(Recorded data)
[Start of section]
PR #4350, opened 2025-03-27
[Issue #4264] Create util / tests for dat to JSONSchema conversion

### LINKED ISSUE #4264: Create a utility that given a DAT file for a given form, can produce a rough JSON Schema object
### Summary

This utility can be self-contained in a function (we can hook it up to CLI processes later), and can be put in the form_schema folder with some of our other utilities. The logic to build a JSON Schema already exists in the [JSON Schema Builder](https://github.com/HHS/simpler-grants-gov/blob/main/api/src/form_schema/jsonschema_builder.py) - this ticket mostly aims to parse a file, and use this builder to generate a JSON Schema output.

The file we will be parsing (and that you can use for some rough testing) can be found at https://grants.gov/forms/form-items-description/fid/668 - by downloading the DAT file.

Some notes:
* The JSON Schema builder will need to be modified to allow a `title` field to be passed into each of the different methods. This title isn't used for anything in the validation, but the frontend will need it.
* The tool you build should be flexible, and allow for us to customize it a bit more later - for example, there is a column `Global Library Field Names` that has a weird globLib type defined for certain things - in the future we may want to use that to know something is a particular type or group (eg. something has all the address globLibs, make an address object instead). Don't worry about implementing that now, but keep it in mind (check with Michael if this doesn't make sense, can explain better)
* This file isn't quite a CSV, you might need to do some stuff to properly parse it since the first row isn't the column headers.
* There will be things that are complex/impossible to parse, the goal is to try and get the fields into the file, but some things might just be too weirdly defined to parse properly - if so, sidelines those lines and log them out at the end. We don't expect this process to 100% convert files, we just want to automate as much as we can.
* If the `Field Implementation` column is `Label` we can _probably_ skip it

Some rough rules about how to populate json schema values from this:
* If the "Field Implementation" value is
* The field name comes from `Agency Field Name`
* Title comes from `Field Label`
* Types are... iffy - if there isn't a great way to determine it, fallback to a string.
* Validation Rules
   * Enumerations (or allowed values) are in the `List of Values` column - for some of them it gives an actual value, and for things like state/country, it doesn't. For those, make a static list with a few values (we'll get a full list later)
   * min/max length of values have a column
   * Whether or not a field is required is based on the `Required?` column
   * Whether or not a field is nullable is the `Minimum Occurrences` column - if the value is 0, it's nullable

### Acceptance criteria

- [ ] Rough utility built
- [ ] Some rough examples of JSON schema generated for a few files added

mikehgrantsgov:
## Summary
Fixes #4264

## Changes proposed
- Add CSV parser to JSONSchema
- Add util to convert XLS to CSV
- Parse these fields based on metadata from DAT entries.
- Add pandas to project for XLS parsing

## Context for reviewers
We parse multiple DAT files to test:
https://grants.gov/forms/form-items-description/fid/668
https://grants.gov/forms/form-items-description/fid/723

We either skip or set unknown data types to `string` (skipped types are defined in an array in code)

## Additional information
poetry.lock - how should this be updated?
This will eventually be rolled into a CLI tool, and will change frequently over time. Not by any means a final implementation.


api/src/form_schema/csv_to_jsonschema.py
```diff
@@ -0,0 +1,182 @@
...
+        csv_file_path: Path to the CSV file containing form field definitions
+
+    Returns:
+        A dictionary representing the JSON Schema
+    """
+    # Initialize the main schema builder
+    schema_builder = JsonSchemaBuilder()
+
+    # Group fields by section for better organization
+    sections: dict[str, list[dict[str, Any]]] = {}
```
chouinar, line 25: We do not need to solve it now, but a follow-up we'll want to figure out is how to handle "common types".

For example, addresses get repeated all over schemas. In terms of how we'll actually want to structure the data, it'll look like:

```
{
 "WhateverAddressField": {
    "Street1": "...",
    "Street2": "...",
    "City": "...",
    "County": "...",
    "State": "...",
    "Province": "...",
    "ZipPostalCode": "...",
    "Country": "..."
  }
}
```
If we see this, instead of individually adding each address field, we should just add an address object (and in the very far future, we'll just add a $ref to a central json schema file)

I'm not sure how well we can parse that from the .dat files - we can probably recognize that all the parts of an address are present, but what the "overall address field name" is, I don't see in that file (the XML schema says its called `AuthorizedRepresentativeAddress`)

api/src/form_schema/dat_to_jsonschema.py
```diff
@@ -0,0 +1,20 @@
+from typing import Any
+
+from src.form_schema.csv_to_jsonschema import csv_to_jsonschema
+from src.util.xls_to_csv import xls_to_csv
+
+
+def parse_xls_to_schema(file_path: str) -> dict[str, Any]:
```
chouinar, line 7: Can we add a way to run this from the CLI? Doesn't need to be a full backend ECS task, just something simple for local use to pass in a file path and get an output.

mikehgrantsgov: Added and documented a mechanism e.g.:
make dat-to-jsonschema args="tests/src/form_schema/SF424_Individual_2_0-V2.0_F668.xls"

api/src/form_schema/csv_to_jsonschema.py
```diff
@@ -0,0 +1,182 @@
...
+    """Add a field to the appropriate JsonSchemaBuilder based on its type."""
+    field_id = field_info["id"]
+    required = field_info["required"]
+    data_type = field_info["data_type"]
+    field_type = field_info["type"]
+    min_value = field_info["min_value"]
+    max_value = field_info["max_value"]
+    list_of_values = field_info["list_of_values"]
+    help_tip = field_info["help_tip"]
+    is_nullable = field_info["is_nullable"]
```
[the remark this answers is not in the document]
mikehgrantsgov: Added a FieldInfo class and encapsulated some of the parsing there

api/src/form_schema/csv_to_jsonschema.py
```diff
@@ -0,0 +1,151 @@
...
+
+        # Add the section as a sub-object to the main schema
+        schema_builder.add_sub_object(section_key, False, section_builder)
+
+    return schema_builder.build()
+
+
+def add_field_to_builder(builder: JsonSchemaBuilder, field_info: FieldInfo) -> None:
+    """Add a field to the appropriate JsonSchemaBuilder based on its type."""
+    field_id = field_info.id
```
chouinar, line 75: Instead of using field ID for the name of the field, can we use "Agency Field Name" - it better aligns with what the XML/pdfs call the fields internally (eg. `FederalAgency` instead of `Name of Federal Agency`)

At least quickly skimming the file, if something doesn't have an agency field name, it seems to not be an actual field and is instead either info in the doc OR a section header.

api/src/form_schema/field_info.py
```diff
@@ -0,0 +1,83 @@
...
+        cleaned_value: str = value.strip().replace("$", "").replace(",", "").replace(" ", "")
+
+        try:
+            # Try converting to int first
+            num_value = int(cleaned_value)
+            return num_value
+        except ValueError:
+            # Log the error or handle it as needed
+            logger.warning(f"Warning: Could not convert '{value}' to a numeric value")
+            return None
```
chouinar, line 46: When running locally, I get a lot of warnings for `Warning: Could not convert '1.0' to a numeric value` - seems like the numbers are stored as floats but we aren't converting them to ints as we'd expect.

Apparently `int("1.0")` isn't valid, so we'll have to do something like `int(Decimal("1.0"))`

api/src/form_schema/dat_to_jsonschema_cli.py
```diff
@@ -0,0 +1,49 @@
...
+        "--skip-rows",
+        help="Number of rows to skip from the top of the sheet (default is 2)",
+        type=int,
+        default=2,
+    )
+
+    return parser.parse_args(args)
+
+
+def main(args: list[str] | None = None) -> int:
```
chouinar, line 33: Two notes:
1. I'd recommend initializing our logging just to get nice logs - just need to wrap everything in a `with src.logging.init("dat_to_jsonschema_cli"):` call
2. It doesn't matter a ton, but `click` tends to be a bit simpler to setup CLI commands than argparse

You can see both of these in use on https://github.com/HHS/simpler-grants-gov/blob/main/api/tests/lib/seed_local_db.py#L53

api/src/form_schema/dat_to_jsonschema_cli.py
```diff
@@ -0,0 +1,49 @@
...
+    parsed_args = parse_args(args)
+
+    try:
+        result = parse_xls_to_schema(
+            file_path=parsed_args.input_file,
+            sheet_index=parsed_args.sheet,
+            skip_rows=parsed_args.skip_rows,
+        )
+
+        print(result)
```
chouinar, line 44: Could we pretty-print this? Something like:
```
json_result = json.loads(result)
print(json.dumps(json_result, indent=4))
```

api/src/form_schema/csv_to_jsonschema.py
```diff
@@ -0,0 +1,151 @@
...
+    title = field_info.label
+
+    # Determine field format
+    format_value = None
+    if data_type == "DATE":
+        format_value = "date"
+    elif "email" in field_id.lower():
+        format_value = "email"
+
+    skipped_types = ["FILE"]
```
chouinar, line 95: I think we also want to skip button?

At least on the SF424, the only button is a pop-up that gives a bunch of info, but isn't itself a field you'd fill out.

api/src/form_schema/csv_to_jsonschema.py
```diff
@@ -0,0 +1,151 @@
...
+
+    return schema_builder.build()
+
+
+def add_field_to_builder(builder: JsonSchemaBuilder, field_info: FieldInfo) -> None:
+    """Add a field to the appropriate JsonSchemaBuilder based on its type."""
+    field_id = field_info.id
+    required = field_info.required
+    data_type = field_info.data_type
+    field_type = field_info.type
```
chouinar, line 78: I think the mapping of where these come from and how they're used is off.
Field Type is mapped from the field type column that just stores values like `Agency-specific` or `Pre-populated`, while the actual type of the column is the `Field Implementation` column.

api/src/form_schema/csv_to_jsonschema.py
```diff
@@ -0,0 +1,151 @@
...
+            description=help_tip,
+            min_length=min_value,
+            max_length=max_value,
+            format=format_value,
+        )
+
+    # Add description or help text to the property
+    if help_tip:
+        # We need to manually add description since it's not part of the builder API
+        builder.properties[field_id]["description"] = help_tip
```
chouinar, line 151: Is this needed if the description is passed in above?

api/src/form_schema/csv_to_jsonschema.py
mikehgrantsgov: Made sure to add this and update tests.

api/src/form_schema/dat_to_jsonschema_cli.py
mikehgrantsgov: Didn't know about Click, good idea. Moved over to this.

api/src/form_schema/dat_to_jsonschema_cli.py
mikehgrantsgov: Added this.

api/src/form_schema/csv_to_jsonschema.py
mikehgrantsgov: I think we are skipping this Button anyway since the "Agency Field Name" is empty, but I added some additional checks to make sure we skip "Field Implementation"

api/src/form_schema/csv_to_jsonschema.py
mikehgrantsgov: Ah, removed that.

api/src/form_schema/csv_to_jsonschema.py
mikehgrantsgov: I think this most recent update solved it? Maybe we can pair on this if something is still off to clarify my understanding.

api/src/form_schema/csv_to_jsonschema.py
```diff
@@ -0,0 +1,156 @@
...
+
+def add_field_to_builder(builder: JsonSchemaBuilder, field_info: FieldInfo) -> None:
+    """Add a field to the appropriate JsonSchemaBuilder based on its type."""
+    field_id = field_info.id
+    required = field_info.required
+    data_type = field_info.data_type
+    field_type = field_info.type
+    min_value = field_info.min_value
+    max_value = field_info.max_value
+    list_of_values = field_info.list_of_values
```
[End of section]
#### [AIM OF THE EXERCISE]
Send back the lines of the records word for word, from the very first through the line containing "### Summary".

#### [SOLVED PROBLEM]
PR #4350, opened 2025-03-27
[Issue #4264] Create util / tests for dat to JSONSchema conversion

### LINKED ISSUE #4264: Create a utility that given a DAT file for a given form, can produce a rough JSON Schema object
### Summary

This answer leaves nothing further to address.